Giovanni Battistuzzi

Il velocista che viene dalla Reunion ha battuto Niccolò Bonifazio e Matteo Pelucchi sul traguardo di Oyem

Manzin è un errore. Almeno di scrittura. All'anagrafe al suo nome Lorenzo, ci hanno aggiunto una erre: è venuto fuori Lorrenzo, ma tant'è "meglio così, almeno sono unico in qualcosa".

 

Manzin è un'anima d'acqua. Viene dalla Reunion e dalla Reunion sognava di prendere il largo, scoprire il mondo dal ponte di una nave. Non è andata proprio così. Il mondo l'ha scoperto sì, ma in sella a una bicicletta.

 

Manzin è un circolo. "Ho provato col calcio, ma non mi ha entusiasmato. A sei anni ho scoperto la bicicletta e ho iniziato a correre.
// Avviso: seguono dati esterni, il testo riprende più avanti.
PR #463, opened 2021-01-12
Bulk delete

semtexzv:
- Add stored procedure for bulk delete
- Update delete_culled_systems to use this method
- Manually delete yupana systems in batches of 5000

### DIFF
--- a/database_admin/migrations/045_bulk_delete.down.sql
+++ b/database_admin/migrations/045_bulk_delete.down.sql
@@ -1,0 +1,19 @@
+CREATE OR REPLACE FUNCTION delete_culled_systems(delete_limit INTEGER)
+    RETURNS INTEGER
+AS
+$fun$
+DECLARE
+    n_deleted INTEGER;
+BEGIN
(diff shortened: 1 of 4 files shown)


MichaelMraka (approved):

Josca (commented):
@semtexzv don't you want to fix mark_systems_stale() method once we know that we have a problem with that?

database_admin/migrations/045_bulk_delete.down.sql
```diff
@@ -0,0 +1,19 @@
+CREATE OR REPLACE FUNCTION delete_culled_systems(delete_limit INTEGER)
```
Josca, line 1: ok, so it should be possible to revert 045->044, right? Great. And as there are no schema updates 45->46 so it should be also possible to revert 46->44.

semtexzv: Yeah, copied the old variant of the function into the down migration.

PR #469, opened 2021-01-13
Fix a lot of things

semtexzv:
- Was missing order by clause in locking select
- Created index for inventory_id in system_platform
- added max_systems parameter to mark_system_stale

### DIFF
--- a/database_admin/migrations/058_mark_stale_fix.down.sql
+++ b/database_admin/migrations/058_mark_stale_fix.down.sql
@@ -1,0 +1,105 @@
+DROP FUNCTION IF EXISTS delete_systems(inventory_ids UUID[]);
+
+CREATE OR REPLACE FUNCTION delete_systems(ids INT[])
+    RETURNS INTEGER
+AS
+$$
+DECLARE
+    system_ids INT[];
+    tmp_cnt    INTEGER;
+BEGIN
+    system_ids := ARRAY(
+            SELECT id
+            FROM system_platform
+            WHERE id = ANY (ids)
+            ORDER BY rh_account_id, id FOR UPDATE OF system_platform
+        );
+
+    UPDATE system_platform sp
+    SET opt_out = true
+    WHERE id = ANY (ids);
+
+    GET DIAGNOSTICS tmp_cnt = row_count;
+    RAISE NOTICE 'Marked systems %', text(tmp_cnt);
+
+
+    DELETE
+    FROM system_advisories
+    WHERE system_id = ANY (system_ids);
+
+    GET DIAGNOSTICS tmp_cnt = row_count;
+    RAISE NOTICE 'Deleted system_advisories %', text(tmp_cnt);
+
+
+    DELETE
+    FROM system_repo
+    WHERE system_id = ANY (system_ids);
+
+    GET DIAGNOSTICS tmp_cnt = row_count;
+    RAISE NOTICE 'Deleted system_repos %', text(tmp_cnt);
+
+
+    DELETE
+    FROM system_package
+    WHERE system_id = ANY (system_ids);
+
+    GET DIAGNOSTICS tmp_cnt = row_count;
+    RAISE NOTICE 'Deleted system_packages %', text(tmp_cnt);
+
+
+    DELETE
+    FROM system_platform
+    WHERE id = ANY (system_ids);
+
+    GET DIAGNOSTICS tmp_cnt = row_count;
+    RAISE NOTICE 'Deleted system_platform %', text(tmp_cnt);
+
+
+    RETURN tmp_cnt;
+END
+$$ LANGUAGE plpgsql;
+
+DROP FUNCTION IF EXISTS mark_stale_systems(mark_limit integer);
+
+-- Recreate old variant
+CREATE OR REPLACE FUNCTION mark_stale_systems()
+    RETURNS INTEGER
+AS
+$fun$
+DECLARE
+    marked integer;
+BEGIN
+    WITH ids AS (
+        SELECT rh_account_id, id
+        FROM system_platform
+        WHERE stale_warning_timestamp < now()
+          AND stale = false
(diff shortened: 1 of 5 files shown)


Josca:
@semtexzv is this still actual?

database_admin/migrations/056_mark_stale_fix.down.sql
```diff
@@ -0,0 +1,85 @@
...
+    RAISE NOTICE 'Deleted system_platform %', text(tmp_cnt);
+
+
+    RETURN tmp_cnt;
+END
+$$ LANGUAGE plpgsql;
+
+DROP FUNCTION mark_stale_systems();
+
+CREATE OR REPLACE FUNCTION mark_stale_systems(max_systems integer)
```
Josca, line 62: The "down" part of migration should include previous version of mark_stale_systems - without "max_systems" arg. And the version with an arg should be dropped if it exists.

vmaas_sync/system_culling_test.go
```diff
@@ -82,7 +82,7 @@ func TestMarkSystemsStale(t *testing.T) {
 	for i := range systems {
 		assert.NoError(t, database.Db.Save(&systems[i]).Error)
 	}
-	nMarked, err := markSystemsStale(database.Db)
+	nMarked, err := markSystemsStale(database.Db, 500)
```
Josca, line 85: This doesn't test that limit works properly. We should set lower limit and see that some systems stayed unmarked.

Josca (changes requested):

database_admin/migrations/058_mark_stale_fix.up.sql
```diff
@@ -0,0 +1,73 @@
+CREATE OR REPLACE FUNCTION delete_systems(ids INT[])
```
Josca, line 1: As systems are identified by "id" it requires full scan because we don't have index for id. It would be better to either use "inventory_id" as we have index for that or couple (rh_account_id, id). This method is only called from "delete_culled_systems" method so it wouldn't be hard to modify the method head a bit.

Josca (changes requested):

Josca:
@semtexzv `TestEvaluate` failed.

database_admin/migrations/058_mark_stale_fix.up.sql
```diff
@@ -0,0 +1,92 @@
+CREATE OR REPLACE FUNCTION delete_systems(inventory_ids UUID[])
```
Josca, line 1: You should explicitly remove old `delete_systems(ids INT[])`, as you define a new function.

database_admin/migrations/058_mark_stale_fix.down.sql
```diff
@@ -0,0 +1,103 @@
...
+
+    GET DIAGNOSTICS tmp_cnt = row_count;
+    RAISE NOTICE 'Deleted system_platform %', text(tmp_cnt);
+
+
+    RETURN tmp_cnt;
+END
+$$ LANGUAGE plpgsql;
+
+DROP FUNCTION mark_stale_systems(max_systems integer);
```
Josca, line 60: Arg name `mark_limit` would be better, it's also consistent with `delete_limit` used in the second function.

database_admin/migrations/058_mark_stale_fix.up.sql
```diff
@@ -0,0 +1,92 @@
...
+        WHERE inventory_id = ANY (inventory_ids)
+        ORDER BY rh_account_id, id FOR UPDATE OF system_platform),
+         marked as (
+             UPDATE system_platform sp
+                 SET opt_out = true
+                 WHERE (rh_account_id, id) in (select rh_account_id, id from systems)
+         ),
+         advisories as (
+             DELETE
+                 FROM system_advisories
```
Josca, line 21: It would look better to be aligned :wink:

database_admin/migrations/058_mark_stale_fix.up.sql
```diff
@@ -0,0 +1,92 @@
...
+$fun$
+DECLARE
+    marked integer;
+BEGIN
+    WITH ids AS (
+        SELECT rh_account_id, id
+        FROM system_platform
+        WHERE stale_warning_timestamp < now()
+          AND stale = false
+        ORDER BY rh_account_id, id FOR UPDATE OF system_platform
```
Josca, line 62: Shouldn't the "FOR UPDATE .." form stand after "LIMIT max_systems"?

vmaas_sync/system_culling.go
```diff
@@ -69,9 +69,9 @@ func deleteCulledSystems(tx *gorm.DB, limitDeleted int) (nDeleted int, err error
 	return nDeleted, err
 }
 
-func markSystemsStale(tx *gorm.DB) (nMarked int, err error) {
+func markSystemsStale(tx *gorm.DB, limitMarked int) (nMarked int, err error) {
```
Josca, line 72: ... markedLimit

Josca (changes requested):

database_admin/migrations/058_mark_stale_fix.up.sql
semtexzv: Intellij formatter changes it to this.

Josca (approved):
Just check the rest of my comments. Otherwise it looks good.

database_admin/migrations/058_mark_stale_fix.down.sql
```diff
@@ -0,0 +1,105 @@
...
+
+    GET DIAGNOSTICS tmp_cnt = row_count;
+    RAISE NOTICE 'Deleted system_platform %', text(tmp_cnt);
+
+
+    RETURN tmp_cnt;
+END
+$$ LANGUAGE plpgsql;
+
+DROP FUNCTION mark_stale_systems(mark_limit integer);
```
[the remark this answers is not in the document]
semtexzv: Fixed

PR #471, opened 2021-01-15
System_packages: speed up packages endpoint

semtexzv:
The indexes in packages table forced us to do 2 joins before aggregation. this adds name_id into the table, and allows us perform aggregation before joins, which should greatly speed up the packages endpoint.


database_admin/migrations/047_system_package_reverse_idx.down.sql
```diff
@@ -0,0 +1 @@
+DROP INDEX IF EXISTS system_package_package_system_idx;
```
Josca, line 1: This should contain also recreating of previous index and dropping of name_id column.

database_admin/schema/create_schema.sql
```diff
@@ -883,15 +883,20 @@ CREATE UNIQUE INDEX IF NOT EXISTS package_latest_cache_pkey ON package_latest_ca
 
 CREATE TABLE IF NOT EXISTS system_package
 (
-    rh_account_id INT NOT NULL REFERENCES rh_account,
-    system_id     INT NOT NULL,
-    package_id    INT NOT NULL REFERENCES package,
+    rh_account_id INT                                  NOT NULL REFERENCES rh_account,
```
Josca, line 886: I think that cleaner would be to list columns in table definition in the same order as used in index, so: rh_account_id, name_id, package_id, system_id. The same for definition of gorm struct.

Josca (changes requested):
Good, I hope it will help us. But now there are some conflicts to resolve.

database_admin/migrations/047_system_package_reverse_idx.down.sql
semtexzv: We're not dropping previous indexes

database_admin/schema/create_schema.sql
semtexzv: Adding a column adds it at the end of the list, We can't just reorder table columns.

manager/controllers/packages.go
```diff
@@ -46,7 +45,7 @@ func packagesQuery(c *gin.Context, acc int) (*gorm.DB, error) {
 	subQ := database.SystemPackages(database.Db, acc).
 		Select(queryItemSelect).
 		Where("sp.stale = false").
-		Group("p.name_id, pn.name")
+		Group("spkg.name_id")
```
Josca, line 48: we can improve it: https://github.com/semtexzv/patchman-engine/pull/2

Josca (changes requested):

Josca (approved):
Great, but we should merge and deploy "culling fixes PR" before this one.

PR #475, opened 2021-01-15
Add os version

Josca:


manager/controllers/systems.go
```diff
@@ -37,6 +37,7 @@ type SystemItemAttributes struct {
 	RhbaCount      int        `json:"rhba_count" csv:"rhba_count" query:"sp.advisory_bug_count_cache"`
 	RheaCount      int        `json:"rhea_count" csv:"rhea_count" query:"sp.advisory_enh_count_cache"`
 	Stale          bool       `json:"stale" csv:"stale" query:"sp.stale"`
+	OSName         string     `json:"os_name" csv:"os_name" query:"ih.system_profile::json#>'{operating_system,name}'"`
```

Giravo attorno all'isola. L'avrò fatto migliaia di volte, tanto da farmi girare la testa".

 

Manzin è velocità. "Ma anche resistenza. Alla Reunion c'erano salite e mi sono sempre dovuto abituare a superarle". Professione velocista, ma da terreno misto: meglio le colline che la pianura. Meglio l'alternanza tra salite e discese, piuttosto che la ressa da rettilineo.

 

Manzin è adattamento. Ha lasciato la sua isola per la Francia, ha lasciato il suo modo di correre garibaldino per la tattica, ha lasciato le volate per tirarle. Così spesso. Così non oggi. Perché ci si può adattare, ma sino a un certo punto. Poi vale l'istinto e quello Manzin non l'ha perso. L'ha dimostrato oggi a Oyem, traguardo della quarta tappa della Tropicale Amissa Bongo. Si è tenuto dietro Niccolò Bonifazio e Matteo Pelucchi, André Greipel e Youcef Reguigui, ha alzato i pugni al cielo, ha tirato un bel urlo, uno di quelli che levano di dosso un po' di cose andate male, un po' di sconfitte che non si pensava di meritare. Soprattutto un po' di polvere dall'ultimo successo: era il 2015, era la Roue Tourangelle, era un altro mondo.